Assigned task:
The lines to be copied are those below that contain "things".

*** Supplied records ***

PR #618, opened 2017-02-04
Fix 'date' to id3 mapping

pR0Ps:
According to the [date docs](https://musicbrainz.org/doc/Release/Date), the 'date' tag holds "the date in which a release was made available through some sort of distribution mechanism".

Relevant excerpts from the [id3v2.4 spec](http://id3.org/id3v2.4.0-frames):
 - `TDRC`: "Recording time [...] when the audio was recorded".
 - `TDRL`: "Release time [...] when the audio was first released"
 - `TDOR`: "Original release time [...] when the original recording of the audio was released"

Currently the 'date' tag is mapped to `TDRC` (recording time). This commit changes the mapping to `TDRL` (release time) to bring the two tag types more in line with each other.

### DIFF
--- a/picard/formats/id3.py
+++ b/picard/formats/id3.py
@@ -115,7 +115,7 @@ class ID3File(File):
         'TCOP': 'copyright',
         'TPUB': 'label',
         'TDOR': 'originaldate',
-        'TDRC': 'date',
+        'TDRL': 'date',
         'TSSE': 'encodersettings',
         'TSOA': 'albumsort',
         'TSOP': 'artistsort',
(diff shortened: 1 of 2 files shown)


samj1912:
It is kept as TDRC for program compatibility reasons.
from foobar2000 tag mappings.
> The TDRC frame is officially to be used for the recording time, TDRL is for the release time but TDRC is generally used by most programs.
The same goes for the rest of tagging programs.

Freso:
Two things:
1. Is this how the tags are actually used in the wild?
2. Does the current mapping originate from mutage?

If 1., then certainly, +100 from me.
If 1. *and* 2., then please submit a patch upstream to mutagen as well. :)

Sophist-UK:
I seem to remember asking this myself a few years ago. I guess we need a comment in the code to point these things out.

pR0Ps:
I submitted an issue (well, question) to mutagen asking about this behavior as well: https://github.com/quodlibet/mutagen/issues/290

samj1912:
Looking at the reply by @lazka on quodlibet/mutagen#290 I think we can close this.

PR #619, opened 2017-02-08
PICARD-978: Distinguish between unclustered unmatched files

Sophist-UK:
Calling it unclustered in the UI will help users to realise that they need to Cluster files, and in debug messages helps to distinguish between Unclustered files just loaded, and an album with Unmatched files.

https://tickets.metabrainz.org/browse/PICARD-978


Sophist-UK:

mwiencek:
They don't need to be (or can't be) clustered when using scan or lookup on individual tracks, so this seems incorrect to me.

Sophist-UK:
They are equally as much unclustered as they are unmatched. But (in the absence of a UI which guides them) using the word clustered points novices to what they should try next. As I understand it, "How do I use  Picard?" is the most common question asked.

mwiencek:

*** End of Supplied records ***

Solution to this problem:
Two things:
I seem to remember asking this myself a few years ago. I guess we need a comment in the code to point these things out.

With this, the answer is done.